The International Working Conference on Mining Software Repositories (MSR) has hosted a mining challenge since 2006. With this challenge we call upon everyone interested to apply their tools to bring research and industry closer together by analyzing a common data set. The challenge is for researchers and practitioners to bravely use their mining tools and approaches on a dare.
This year, the challenge is on large-scale repository mining on the Boa datasets from SourceForge and GitHub. We provide the metadata for almost 700,000 SourceForge projects and almost 8,000,000 GitHub repositories, and the full development histories with parsed abstract syntax trees for Java projects/repositories.
The breadth of the dataset enables participants to study research questions on an ultra-large dataset. For example, you could study the influence of the dataset size on the accuracy of data-driven approaches; you could evaluate the scalability of existing and/or new approaches with increasing data sizes; you could categorize projects using textual descriptions and/or program elements in the source code.
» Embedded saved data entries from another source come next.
Issue #1653, opened 2024-10-05
stellar contract info * commands require network when network not required


leighmcculloch:
```
❯ stellar contract info interface --wasm target/wasm32-unknown-unknown/release/test_empty.wasm
error: the following required arguments were not provided:
  --rpc-url <RPC_URL>
  --network-passphrase <NETWORK_PASSPHRASE>
  --network <NETWORK>

Usage: stellar contract info interface --rpc-url <RPC_URL> --network-passphrase <NETWORK_PASSPHRASE> --network <NETWORK> <--wasm <WASM>|--wasm-hash <WASM_HASH>|--id <CONTRACT_ID>>
```

cc @Ifropc

Ifropc:
@janewang it was fixed in https://github.com/stellar/stellar-cli/pull/1698

PR #1676, opened 2024-10-15
Fix: stellar contract info * commands require network when network no…

Dhanraj30:
…t required
#1653 
### What

 Additional logic for checking network requirement
 If WASM file is provided, don't require network arguments

### Why

The current implementation of the stellar contract info commands requires network parameters (e.g., --rpc-url, --network-passphrase, --network) even when users are working with local files such as WebAssembly (.wasm) files. This requirement can lead to unnecessary errors and confusion for users who are only looking to interact with local resources.

This change introduces conditional checks in the command handling logic to ensure that network parameters are only enforced when they are actually needed

### Known limitations

User Documentation: Existing documentation may need updates to clarify the new behavior of the commands concerning local .wasm file interactions. It is essential to ensure users are aware that network parameters are optional in these cases.


cmd/soroban-cli/src/commands/network/mod.rs
```diff
@@ -97,6 +97,17 @@ impl Cmd {
...
+        // Additional logic for checking network requirement
+        // If WASM file is provided, don't require network arguments
+        if global_args.wasm.is_some() {
+            return Ok(());
+        }
+
+        // If no wasm is provided, network arguments are required
+        if global_args.rpc_url.is_none() || global_args.network_passphrase.is_none() || global_args.network.is_none() {
+            return Err(Error::Network);
+        }
```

The full development histories with parsed abstract syntax trees enables participants to study how projects have evolved over time instead of only considering the project’s data at the last snapshots or specific points in time (such as releases). For example, you could study the use of certain Java libraries/features over time such as testing frameworks and concurrency utilities; you could mine certain kinds of bugs/errors and their corresponding fixing patterns such as concurrency errors and their fixes.